Test your code with a few different arguments (e.g. 0, 0.5, and 1). First, verify that the conductances have the correct profile and change appropriately. Then see if increasing the dendritic extent of HH channels has the expected effect on threshold gmax.
Hint: use the GUI to make a space plot that shows gnabar_hh throughout the cell; after invoking hhtaper() with a new argument, update this graph by pressing RunControl's Init button. Alternatively, try the command
dend for (x) print x, " ", x*L, " ", gnabar_hh(x)

Find threshold

The basic idea is to repeat these actions

Run a simulation
If a spike occurred
reduce gmax
otherwise increase gmax

You have already seen that the hoc statement run() is equivalent to pressing the Init & Run button.

Whether or not an action potential occurs can be most easily determined by an APCount point process located at the soma. If APCount[0].n > 1 after a run, then voltage passed APCount[0].thresh (default -20 mV) at least once during the run.

Attach an APCount to the soma (hint: use a new Point Process Manager) and verify that APCount[0].n depends on whether a spike occurs.

The only remaining trick is to reduce or increase gmax by an amount that is governed by a clever rule that progressively homes in on the threshold.

A binary search is a convenient and reasonably efficient way to find a threshold. The kernel of the algorithm is:

while ( high - low > resolution) {
	run()
	if (APCount[0].n > 0) {
		high = independent_variable	// upper bound
	}else{
		low = independent_variable	// lower bound
	}
	independent_variable = (high + low)/2	//average
}

where the interval gets smaller by half on each iteration of the loop. After 10 iterations, the interval would be 1/1024 of its original size -- much better than testing each of the 1024 subintervals.

Actually, some elaboration of this algorithm is required to make a sensible choice of initial values of high and low. Also, the "independent_variable" has to be the one YOU choose. For this reason I am supplying a thresh.hoc file which contains a binary search implementation of

	final_val = threshold(&var_name)

You will need to edit your init.hoc file to load thresh.hoc by adding the line

	load_file("thresh.hoc")

You can test the function with

	threshold(&AlphaSynapse[0].gmax)

While testing, it is a good idea to display the soma voltage and the parameters of AlphaSynapse[0] and APCount[0].

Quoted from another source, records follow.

PR #8663, opened 2022-12-13
[Testing:InstructorUI] Cypress for DockerUI

Viyerelu23333:

No tests for DockerUI.  Docker hub API might get deprecated without any checks.

### What is the new behavior?

Added cypress tests for DockerUI.


.github/workflows/submitty_ci.yml
```diff
@@ -407,6 +408,10 @@ jobs:
             run: |
               cd $SUBMITTY_REPOSITORY
               sudo -E env "PATH=$PATH" bash .setup/testing/setup.sh
+              sudo jq '. |= . + {"verified_submitty_admin_user": "submitty-admin"}' /usr/local/submitty/config/submitty_users.json \
+                | sudo sponge /usr/local/submitty/config/submitty_users.json
```
shailpatels, line 412: Is there a reason the `sponge` command is being used here? I haven't run the full command locally but could you instead use something like `sudo tee --append <file>` instead ?

That way we could avoid installing `moreutils` in CI

shailpatels (changes requested):

.github/workflows/submitty_ci.yml
Viyerelu23333: As `jq` reads all the bytes in `submitty_users.json`, if the script contains something like 

```bash
jq 'PATTERN' submitty_users.json > submitty_users.json
```

the file will be cleared first, before `jq`.

The `sponge` here merely enables `jq` can process the content first — after receiving all data from pipe, it then opens the file and writes the data.

If this really matters, I could use something similar:

```bash
tmp=$(mktemp)
sudo jq 'PATTERN' submitty_users.json > ${tmp}
sudo mv -fv ${tmp} submitty_users.json
```

site/cypress/e2e/docker_ui.spec.js
```diff
@@ -0,0 +1,154 @@
...
+    cy.reload();
+    cy.then(() => {
+        return condition().then((result) => {
+            if (result || timeout <= 0) {
+                return result;
+            }
+            return waitAndReloadUntil(condition, timeout - wait, wait);
+        });
+    });
+};
```
williamjallen, line 14: This function might be useful elsewhere as well.  Perhaps it could be moved to the libraries instead of residing in this file.

.github/workflows/submitty_ci.yml
shailpatels: Oh gotcha, didn't realize that order was required - that makes sense to me how you did it then

shailpatels (approved):

site/cypress/e2e/docker_ui.spec.js
Viyerelu23333: Sure, how does registering a command in `/site/cypress/support/commands.js` sound?

williamjallen: That seems like a good idea.  I know of at least a few other use cases for this function.  In particular, I was struggling with this exact issue some time ago when I was working on Lichen UI tests.

williamjallen:
@Viyerelu23333 All of the tests seem to have passed.  Has the issue you brought up in the meeting yesterday been resolved at this point?  Given that the test ran and passed, it seems fine to me unless I'm missing the point.

Viyerelu23333:
> All of the tests seem to have passed. Has the issue you brought up in the meeting yesterday been resolved at this point? Given that the test ran and passed, it seems fine to me unless I'm missing the point.

Just tested few times again, and it is *surprisingly* working...
Perhaps I forgot to change my local Cypress files before the meeting... so it is probably not a recursion-related problem.

williamjallen (approved):
Approved if tests pass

Hints to keep run time short:
1. Set Tstop to 15 ms (we happen to know that no spike will start later than 15 ms)
2. Use variable dt (gains a large speedup at the cost of slightly lower accuracy)

Plot result

Bring up a Grapher tool (NEURON Main Menu / Graph / Grapher). You have already read about it but you might want to try this simple example just to brush up:
PlotWhat : sin(t*t)
Plot

To use the Grapher to generate a family of simulations and plot the results, we want to plot

	AlphaSynapse[0].gmax vs taper

If we define "taper" as our independent variable, we need a generator such as

	hhtaper(taper) threshold(&AlphaSynapse[0].gmax)

This is just a "one-liner" (old BASIC hackers will remember one-liners) that first executes the procedure hhtaper(taper) and then applies the threshold() function, adjusting gmax until the threshold value is found.

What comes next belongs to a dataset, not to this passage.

Issue #8446, opened 2022-09-27
Preferred Name Order: Given Family vs Family Given


bmcutler:
**What problem are you trying to solve with Submitty**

Alternatively we could leave the Generator field empty and just plot a function like

func g_thresh_taper() {
	hhtaper($1)
	return threshold(&AlphaSynapse[0].gmax)
}

Don't forget that taper should be allowed to range only from 0 to 1.

To save time (you'll be executing a lot of runs!), set the Grapher's Steps parameter to 5 or 10 at most.

Footnotes

Speed

Notice that the threshold function executes a family of runs. Since we are using the Grapher to plot the threshold value as a function of the spatial extent of HH channels, we effectively have a family of families (or, if we changed synaptic location as well, a family of families of families . . . ), which may involve hundreds of runs. Since plotting is often the rate limiting step for a simulation, the entire process can be speeded up considerably by not plotting the soma voltage (in the NEURON Main Menu, toggle "Quiet" on).

Using the Grapher to plot threshold gmax as a function of ion channel distribution

Exercises

Try putting the AlphaSynapse at different points in the model. Turn on Keep Lines in the Grapher so you can compare results for different synaptic locations.